Goal of the exercise:
Find the line with "the inspector app." in the entries below. Repeat it, every following line, and the line with "Adds a Messages", exactly and with nothing added.

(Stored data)

PR #5828, opened 2026-07-02
Remove Hyperion from the Compound Inspector app.

pixlwave:
Hyperion is barely working at this stage anyway and now the [repo](https://github.com/willowtreeapps/Hyperion-iOS) has been removed.

I've run `pod deintegrate` and deleted any usage of the pod from the inspector app.

Given that the `.xcworkspace` has also been deleted, I think we will also need to update XcC so that it builds the right thing.


stefanceriu (approved):
🔥

pixlwave:
CI failures are SwiftFormat. But they're not relevant here.

PR #5829, opened 2026-07-02
Add message support to the new search tab

stefanceriu:
Adds a Messages tab to global search, next to Rooms.

It's backed by a new `SearchServiceProxy` wrapping the SDK's `SearchService`, exposed on the `ClientProxy` and using the session's search index store.

Message results show the room's name and avatar with a sender-prefixed preview. Image/video/audio/file matches get a thumbnail (or type icon) with filename and size.

Polls, stickers, redactions and live locations are supported too but depend on https://github.com/matrix-org/matrix-rust-sdk/pull/6710


ElementX/Sources/FlowCoordinators/UserSessionFlowCoordinator.swift
```diff
@@ -98,6 +98,8 @@ class UserSessionFlowCoordinator: FlowCoordinatorProtocol {
         
         if flowParameters.appSettings.globalSearchEnabled, #available(iOS 26.0, *) {
             let searchCoordinator = SearchScreenCoordinator(parameters: .init(roomSummaryProvider: flowParameters.userSession.clientProxy.alternateRoomSummaryProvider,
+                                                                              searchService: flowParameters.userSession.clientProxy.searchService,
+                                                                              clientProxy: flowParameters.userSession.clientProxy,
```
pixlwave: This one seems redundant seeing as we already pass in the client proxy (and we can easily set a mock on the ClientProxyMock)?

ElementX/Sources/Other/Avatars.swift
```diff
@@ -87,6 +87,7 @@ enum UserAvatarSizeOnScreen {
     case threadSummary
     case map
     case classicAppAccount
+    case globalSearch
```
pixlwave: Similar to the last PR I reviewed, should this simply be `search` (with `roomSearch` being added later if we ever have a screen for that)?

ElementX/Sources/Screens/SearchScreen/View/SearchScreen.swift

Completed exercise:
I've run `pod deintegrate` and deleted any usage of the pod from the inspector app.

Given that the `.xcworkspace` has also been deleted, I think we will also need to update XcC so that it builds the right thing.


stefanceriu (approved):
🔥

pixlwave:
CI failures are SwiftFormat. But they're not relevant here.

PR #5829, opened 2026-07-02
Add message support to the new search tab

stefanceriu:
Adds a Messages tab to global search, next to Rooms.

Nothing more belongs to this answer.